● **Assignment**:
The required result is one figure, the count of lines below with the string "fakeExample" in them.

━━ Dataset extract ━━

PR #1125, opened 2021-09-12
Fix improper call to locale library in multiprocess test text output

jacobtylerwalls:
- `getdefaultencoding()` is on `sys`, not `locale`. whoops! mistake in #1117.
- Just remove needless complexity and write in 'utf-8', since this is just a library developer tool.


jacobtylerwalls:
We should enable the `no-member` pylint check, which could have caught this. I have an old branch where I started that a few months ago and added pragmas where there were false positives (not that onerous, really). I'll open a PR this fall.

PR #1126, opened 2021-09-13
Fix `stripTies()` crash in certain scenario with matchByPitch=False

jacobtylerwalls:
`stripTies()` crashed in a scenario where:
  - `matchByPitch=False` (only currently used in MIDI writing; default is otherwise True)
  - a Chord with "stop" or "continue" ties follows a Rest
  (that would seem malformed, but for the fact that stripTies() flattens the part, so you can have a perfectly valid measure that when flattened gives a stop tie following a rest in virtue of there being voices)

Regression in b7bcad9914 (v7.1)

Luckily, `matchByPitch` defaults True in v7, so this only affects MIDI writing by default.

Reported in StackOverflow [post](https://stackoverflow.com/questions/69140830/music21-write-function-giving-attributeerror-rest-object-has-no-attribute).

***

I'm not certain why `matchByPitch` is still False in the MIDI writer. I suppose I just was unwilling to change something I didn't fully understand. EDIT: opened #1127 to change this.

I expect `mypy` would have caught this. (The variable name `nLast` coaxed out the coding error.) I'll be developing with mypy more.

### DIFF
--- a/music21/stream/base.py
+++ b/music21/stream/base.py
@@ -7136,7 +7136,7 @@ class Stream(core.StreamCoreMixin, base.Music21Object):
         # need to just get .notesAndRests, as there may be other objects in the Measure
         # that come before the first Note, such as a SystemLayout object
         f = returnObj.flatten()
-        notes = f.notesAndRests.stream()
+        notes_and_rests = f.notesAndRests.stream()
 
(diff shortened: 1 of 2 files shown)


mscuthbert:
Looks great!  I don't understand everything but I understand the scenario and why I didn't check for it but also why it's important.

━━━
━━ Dataset extract ━━

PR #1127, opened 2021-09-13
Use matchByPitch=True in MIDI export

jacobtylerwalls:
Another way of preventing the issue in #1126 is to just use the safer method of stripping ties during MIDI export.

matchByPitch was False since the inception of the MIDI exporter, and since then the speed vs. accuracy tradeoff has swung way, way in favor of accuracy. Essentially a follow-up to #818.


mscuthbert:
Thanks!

━━━
━━ Dataset extract ━━

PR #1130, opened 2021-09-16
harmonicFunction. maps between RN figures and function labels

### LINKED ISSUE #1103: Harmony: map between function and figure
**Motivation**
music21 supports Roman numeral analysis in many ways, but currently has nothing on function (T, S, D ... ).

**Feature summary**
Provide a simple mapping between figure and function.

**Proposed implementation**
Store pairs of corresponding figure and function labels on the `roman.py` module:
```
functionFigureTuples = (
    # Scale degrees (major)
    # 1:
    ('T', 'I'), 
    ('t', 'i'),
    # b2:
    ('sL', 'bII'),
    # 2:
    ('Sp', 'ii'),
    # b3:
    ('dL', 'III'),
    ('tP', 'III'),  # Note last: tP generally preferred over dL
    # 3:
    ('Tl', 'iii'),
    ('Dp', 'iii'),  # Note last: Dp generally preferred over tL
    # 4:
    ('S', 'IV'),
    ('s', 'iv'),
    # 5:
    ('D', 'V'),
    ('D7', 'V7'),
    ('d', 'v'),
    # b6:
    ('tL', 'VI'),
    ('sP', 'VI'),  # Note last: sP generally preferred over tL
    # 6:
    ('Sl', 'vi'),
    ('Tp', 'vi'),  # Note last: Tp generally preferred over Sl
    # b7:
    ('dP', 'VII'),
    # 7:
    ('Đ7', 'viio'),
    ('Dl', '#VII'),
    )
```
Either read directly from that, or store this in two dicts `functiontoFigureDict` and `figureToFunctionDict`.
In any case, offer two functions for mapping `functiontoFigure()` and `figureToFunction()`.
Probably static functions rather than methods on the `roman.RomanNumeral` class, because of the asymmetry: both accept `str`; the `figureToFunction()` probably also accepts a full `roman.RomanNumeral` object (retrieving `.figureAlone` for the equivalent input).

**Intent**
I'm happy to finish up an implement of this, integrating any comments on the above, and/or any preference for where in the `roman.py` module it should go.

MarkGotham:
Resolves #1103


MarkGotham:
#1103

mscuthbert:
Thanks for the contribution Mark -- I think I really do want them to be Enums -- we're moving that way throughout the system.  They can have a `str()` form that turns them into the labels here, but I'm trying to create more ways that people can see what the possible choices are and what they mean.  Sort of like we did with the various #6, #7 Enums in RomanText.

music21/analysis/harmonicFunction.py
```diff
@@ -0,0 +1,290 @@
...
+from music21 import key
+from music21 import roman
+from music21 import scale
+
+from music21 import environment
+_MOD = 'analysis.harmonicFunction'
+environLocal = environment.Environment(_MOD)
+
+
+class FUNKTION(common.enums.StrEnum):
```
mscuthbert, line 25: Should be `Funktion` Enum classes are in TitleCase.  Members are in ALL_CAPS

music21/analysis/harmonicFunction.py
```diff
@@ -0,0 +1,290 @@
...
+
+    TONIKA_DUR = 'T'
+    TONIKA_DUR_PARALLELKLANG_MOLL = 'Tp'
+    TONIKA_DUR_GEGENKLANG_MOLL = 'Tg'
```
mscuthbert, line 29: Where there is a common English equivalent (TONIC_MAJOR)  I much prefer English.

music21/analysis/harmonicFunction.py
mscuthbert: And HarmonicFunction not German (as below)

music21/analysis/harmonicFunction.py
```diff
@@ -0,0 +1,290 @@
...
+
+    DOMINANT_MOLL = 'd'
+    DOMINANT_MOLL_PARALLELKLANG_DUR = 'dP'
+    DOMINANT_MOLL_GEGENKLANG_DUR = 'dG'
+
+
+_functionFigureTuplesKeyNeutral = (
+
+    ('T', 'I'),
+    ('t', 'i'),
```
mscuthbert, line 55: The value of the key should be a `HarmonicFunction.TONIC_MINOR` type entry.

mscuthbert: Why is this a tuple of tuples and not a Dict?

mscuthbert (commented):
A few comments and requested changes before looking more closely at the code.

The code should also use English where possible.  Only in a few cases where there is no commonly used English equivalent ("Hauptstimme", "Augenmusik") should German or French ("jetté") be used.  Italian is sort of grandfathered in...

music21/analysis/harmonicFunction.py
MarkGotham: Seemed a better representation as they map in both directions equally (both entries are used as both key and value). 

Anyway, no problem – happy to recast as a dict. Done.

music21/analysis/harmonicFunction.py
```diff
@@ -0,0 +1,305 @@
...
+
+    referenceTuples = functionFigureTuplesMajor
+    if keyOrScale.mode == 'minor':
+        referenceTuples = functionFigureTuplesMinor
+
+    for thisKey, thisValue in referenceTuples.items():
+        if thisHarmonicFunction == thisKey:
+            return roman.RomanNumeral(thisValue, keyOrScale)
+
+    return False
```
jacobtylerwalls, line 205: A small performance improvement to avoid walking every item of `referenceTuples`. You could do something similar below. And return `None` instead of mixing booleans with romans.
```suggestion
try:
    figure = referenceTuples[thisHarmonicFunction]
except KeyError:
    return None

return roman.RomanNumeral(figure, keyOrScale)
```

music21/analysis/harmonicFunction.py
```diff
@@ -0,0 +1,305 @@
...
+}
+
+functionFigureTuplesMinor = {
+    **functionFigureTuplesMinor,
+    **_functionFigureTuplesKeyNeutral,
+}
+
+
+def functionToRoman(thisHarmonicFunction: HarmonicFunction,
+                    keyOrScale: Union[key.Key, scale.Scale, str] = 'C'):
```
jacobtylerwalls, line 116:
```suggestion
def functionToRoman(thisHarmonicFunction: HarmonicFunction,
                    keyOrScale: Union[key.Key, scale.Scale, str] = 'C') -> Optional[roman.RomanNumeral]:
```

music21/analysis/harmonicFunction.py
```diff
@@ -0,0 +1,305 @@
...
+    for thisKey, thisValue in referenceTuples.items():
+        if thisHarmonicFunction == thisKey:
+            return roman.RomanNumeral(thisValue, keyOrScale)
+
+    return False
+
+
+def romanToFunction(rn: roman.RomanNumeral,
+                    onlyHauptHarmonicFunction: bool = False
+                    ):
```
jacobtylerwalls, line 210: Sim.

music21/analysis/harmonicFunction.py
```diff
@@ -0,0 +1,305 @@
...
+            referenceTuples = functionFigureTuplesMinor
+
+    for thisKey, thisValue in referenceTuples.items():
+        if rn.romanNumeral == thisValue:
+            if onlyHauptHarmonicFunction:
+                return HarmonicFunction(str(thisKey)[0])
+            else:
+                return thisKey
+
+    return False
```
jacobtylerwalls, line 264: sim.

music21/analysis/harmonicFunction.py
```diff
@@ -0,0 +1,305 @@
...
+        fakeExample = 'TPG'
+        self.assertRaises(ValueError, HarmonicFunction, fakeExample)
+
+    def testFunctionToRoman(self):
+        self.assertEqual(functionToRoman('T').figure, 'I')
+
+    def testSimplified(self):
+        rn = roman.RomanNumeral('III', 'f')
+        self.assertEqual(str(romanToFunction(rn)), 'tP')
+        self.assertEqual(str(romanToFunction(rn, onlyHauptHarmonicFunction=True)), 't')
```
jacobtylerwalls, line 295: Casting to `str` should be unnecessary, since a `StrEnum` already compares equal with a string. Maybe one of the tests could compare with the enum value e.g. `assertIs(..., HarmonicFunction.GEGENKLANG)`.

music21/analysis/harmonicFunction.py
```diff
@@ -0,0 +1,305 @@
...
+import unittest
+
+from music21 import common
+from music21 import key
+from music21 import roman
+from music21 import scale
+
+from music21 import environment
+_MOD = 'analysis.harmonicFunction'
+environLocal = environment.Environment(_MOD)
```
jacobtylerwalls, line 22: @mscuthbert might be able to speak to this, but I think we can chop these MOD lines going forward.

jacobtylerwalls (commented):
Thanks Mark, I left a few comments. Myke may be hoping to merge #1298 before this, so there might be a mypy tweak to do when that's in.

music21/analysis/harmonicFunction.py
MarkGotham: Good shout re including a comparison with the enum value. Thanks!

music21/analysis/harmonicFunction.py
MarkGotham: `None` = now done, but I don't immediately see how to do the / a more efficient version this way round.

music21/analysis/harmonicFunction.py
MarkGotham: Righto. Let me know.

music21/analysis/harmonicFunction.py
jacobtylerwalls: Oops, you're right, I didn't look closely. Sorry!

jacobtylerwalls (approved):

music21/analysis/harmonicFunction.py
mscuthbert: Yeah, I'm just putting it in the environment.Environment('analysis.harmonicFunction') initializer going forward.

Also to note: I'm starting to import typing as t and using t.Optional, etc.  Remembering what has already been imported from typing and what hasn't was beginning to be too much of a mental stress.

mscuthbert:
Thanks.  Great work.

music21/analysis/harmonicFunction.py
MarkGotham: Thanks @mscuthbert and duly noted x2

━━━

● **Output for this exercise**:
2